Lin S, Qi B Q, Liu L P, Xiao J G, Yang W Y, Zhu X F, Chen X J
Institute of Hematology & Blood Diseases Hospital, Chinese Academy of Medical Sciences, State Key Laboratory of Experimental Hematology, National Clinical Research Center for Blood Diseases, Haihe Laboratory of Cell Ecosystem, Tianjin 300020, China Tianjin Institutes of Health Science, Tianjin 301600, China.
Zhonghua Xue Ye Xue Za Zhi. 2024 Dec 14;45(12):1134-1137. doi: 10.3760/cma.j.cn121090-20240805-00289.
This case report presents a patient with pediatric acute myeloid leukemia (AML) with RUNX1∷MTG16, admitted to the Blood Disease Hospital of the Chinese Academy of Medical Sciences in October 2023. He was 13 years old, with a chief complaint of fatigue for 20 days. Bone marrow smear revealed 17.0% blasts, the karyotype was 46,XY,t (16; 21) (q24; q22), molecular biology demonstrated RUNX1∷MTG16 fusion gene, combined with FLT3-ITD mutation. The child was diagnosed with AML (with RUNX1 ∷ MTG16). Complete remission was achieved after chemotherapy induction. The induction therapy regimen was mitoxantrone hydrochloride liposomes combined with cytarabine (MA). The RUNX1 ∷ MTG16 and FLT3-ITD were negative after another MA treatment course. However, the RUNX1 ∷ MTG16 and FLT3-ITD were turning positive during the following intensive treatment, and he then successfully underwent matched sibling donor umbilical cord blood transplantation.
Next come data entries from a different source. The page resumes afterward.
PR #2135, opened 2021-03-12
ScreenHandler adjacent

emilyploszaj:
There were a good number of changes to screen handlers, so I mapped them, I also cleaned up the unmapped slot methods that have been around for a while. I also finally remapped `Item.canBeStoredInItems` as the previous name was straight up wrong.

`ScreenHandlerSyncHandler` is the only new class name, and I imagine it'll be contentious.

Something that should be discussed for changing the name of `CommandItemSlot` as it's now passed by screen handlers to `ItemStack.onStackClicked` and serves as a mutable reference to the cursor stack and seems to be pretty off base.

### DIFF
--- a/mappings/net/minecraft/client/gui/screen/ingame/HandledScreen.mapping
+++ b/mappings/net/minecraft/client/gui/screen/ingame/HandledScreen.mapping
@@ -31,6 +31,7 @@ CLASS net/minecraft/class_465 net/minecraft/client/gui/screen/ingame/HandledScre
 	FIELD field_2801 BACKGROUND_TEXTURE Lnet/minecraft/class_2960;
 	FIELD field_2802 touchDropOriginSlot Lnet/minecraft/class_1735;
 	FIELD field_2803 draggedStackRemainder I
+	FIELD field_29347 displayName Lnet/minecraft/class_2561;
 	METHOD <init> (Lnet/minecraft/class_1703;Lnet/minecraft/class_1661;Lnet/minecraft/class_2561;)V
 		ARG 1 handler
 		ARG 2 inventory
--- a/mappings/net/minecraft/item/Item.mapping
+++ b/mappings/net/minecraft/item/Item.mapping
@@ -33,10 +33,10 @@ CLASS net/minecraft/class_1792 net/minecraft/item/Item
 		ARG 3 slot
 		ARG 4 clickType
 		ARG 5 player
-		ARG 6 commandItemSlot
+		ARG 6 cursorSlot
 	METHOD method_31567 isItemBarVisible (Lnet/minecraft/class_1799;)Z
 		ARG 1 stack
-	METHOD method_31568 hasStoredInventory ()Z
+	METHOD method_31568 canBeStoredInItems ()Z
 	METHOD method_31569 getItemBarStep (Lnet/minecraft/class_1799;)I
 		ARG 1 stack
 	METHOD method_31570 getEquipSound ()Lnet/minecraft/class_3414;
--- a/mappings/net/minecraft/item/Item.mapping
+++ b/mappings/net/minecraft/item/Item.mapping
@@ -36,7 +36,8 @@ CLASS net/minecraft/class_1792 net/minecraft/item/Item
 		ARG 6 cursorSlot
 	METHOD method_31567 isItemBarVisible (Lnet/minecraft/class_1799;)Z
 		ARG 1 stack
-	METHOD method_31568 canBeStoredInItems ()Z
+	METHOD method_31568 canBeNested ()Z
+		COMMENT @return true if the item can be placed inside of shulker boxes or bundles.
 	METHOD method_31569 getItemBarStep (Lnet/minecraft/class_1799;)I
 		ARG 1 stack
 	METHOD method_31570 getEquipSound ()Lnet/minecraft/class_3414;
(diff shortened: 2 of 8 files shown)


mappings/net/minecraft/item/Item.mapping
```diff
@@ -33,10 +33,10 @@ CLASS net/minecraft/class_1792 net/minecraft/item/Item
 		ARG 3 slot
 		ARG 4 clickType
 		ARG 5 player
-		ARG 6 commandItemSlot
+		ARG 6 cursorSlot
 	METHOD method_31567 isItemBarVisible (Lnet/minecraft/class_1799;)Z
 		ARG 1 stack
-	METHOD method_31568 hasStoredInventory ()Z
+	METHOD method_31568 canBeStoredInItems ()Z
```
haykam821: This method specifically is used for determining whether an item can be placed into a bundle (an item) or shulker box slot (not an item!). As such, I would probably rename it to something more generic and add documentation listing those two usages.

haykam821 (changes requested):

mappings/net/minecraft/item/Item.mapping
```diff
@@ -33,10 +33,10 @@ CLASS net/minecraft/class_1792 net/minecraft/item/Item
 		ARG 3 slot
 		ARG 4 clickType
 		ARG 5 player
-		ARG 6 commandItemSlot
+		ARG 6 cursorSlot
```
liach, line 36: Hmm, should the command item slot be renamed if its usage has expanded?

mappings/net/minecraft/item/Item.mapping
emilyploszaj: I think it's reasonable to call a shulker box an item, as its primarily a storage block that can be picked up, but I am open to name suggestions for this one. When I originally brought this up in #yarn this was the name people seemed most happy with.

mappings/net/minecraft/screen/ScreenHandler.mapping
```diff
@@ -44,6 +49,31 @@ CLASS net/minecraft/class_1703 net/minecraft/screen/ScreenHandler
...
+		ARG 1 slot
+		ARG 2 stack
+		ARG 3 copySupplier
+	METHOD method_34254 setCursorStack (Lnet/minecraft/class_1799;)V
+		ARG 1 stack
+	METHOD method_34255 getCursorStack ()Lnet/minecraft/class_1799;
+	METHOD method_34256 disableSyncing ()V
+	METHOD method_34257 enableSyncing ()V
+	METHOD method_34258 updateCursorStack ()V
+	METHOD method_34259 getCursorCommandItemSlot ()Lnet/minecraft/class_5630;
```
liach, line 76:
```suggestion
	METHOD method_34259 getCursorSlot ()Lnet/minecraft/class_5630;
```

mappings/net/minecraft/screen/ScreenHandlerSyncHandler.mapping
```diff
@@ -0,0 +1,17 @@
+CLASS net/minecraft/class_5916 net/minecraft/screen/ScreenHandlerSyncHandler
```
liach, line 1: Maybe just `ScreenHandlerSync`, two handlers in name sounds awkward

mappings/net/minecraft/item/Item.mapping
emilyploszaj: I touched on this in the description of the PR, it felt wrong to change it without talking about it though, so for now I just wanted t o bring it up

mappings/net/minecraft/screen/ScreenHandler.mapping
emilyploszaj: I think this name is misleading, since `CommandItemSlot`s (or whatever we end up naming them) aren't actually related to normal slots

mappings/net/minecraft/item/Item.mapping
liach: Maybe `canBeNested`? Something like java's nested class concepts

emilyploszaj: I think that's okay, but I find it a bit vague, I'll go with it if we can't find something better though

haykam821: I think that `canBeNested` would work as long as it is supplemented by documentation.

mappings/net/minecraft/screen/ScreenHandlerSyncHandler.mapping
emilyploszaj: I think ending with `Sync` feels more like an event rather than a continuous handler, I originally got suggested `ScreenHandlerSyncer` but found `Syncer` to not feel like a real word, is that potentially better?

CoolMineman (approved):

liach (approved):

mappings/net/minecraft/screen/ScreenHandlerSyncHandler.mapping
Earthcomputer: I wish I hadn't seen the mojmap name for this, or I would be suggesting better names for this. I can't get behind it, it's so awkward :/ But I suppose it's at least better than `class_5916`

liach: we can just use this name for now and update later

jaskarth (approved):

YanisBft (approved):

mappings/net/minecraft/client/gui/screen/ingame/HandledScreen.mapping
```diff
@@ -31,6 +31,7 @@ CLASS net/minecraft/class_465 net/minecraft/client/gui/screen/ingame/HandledScre
 	FIELD field_2801 BACKGROUND_TEXTURE Lnet/minecraft/class_2960;
 	FIELD field_2802 touchDropOriginSlot Lnet/minecraft/class_1735;
 	FIELD field_2803 draggedStackRemainder I
+	FIELD field_29347 displayName Lnet/minecraft/class_2561;
```
Juuxel, line 34: Hmm, is this different from the title?

Juuxel (approved):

本病例报告介绍了一名患有RUNX1∷MTG16的小儿急性髓系白血病(AML)患者,于2023年10月入住中国医学科学院血液病医院。患者为13岁男性,主要诉求为乏力20天。骨髓涂片显示原始细胞占17.0%,核型为46,XY,t(16;21)(q24;q22),分子生物学检测显示RUNX1∷MTG16融合基因,并伴有FLT3-ITD突变。该患儿被诊断为AML(伴RUNX1∷MTG16)。化疗诱导后达到完全缓解。诱导治疗方案为盐酸米托蒽醌脂质体联合阿糖胞苷(MA)。在另一个MA疗程后,RUNX1∷MTG16和FLT3-ITD均为阴性。然而,在随后的强化治疗期间,RUNX1∷MTG16和FLT3-ITD转为阳性,随后他成功接受了同胞全相合供者脐血移植。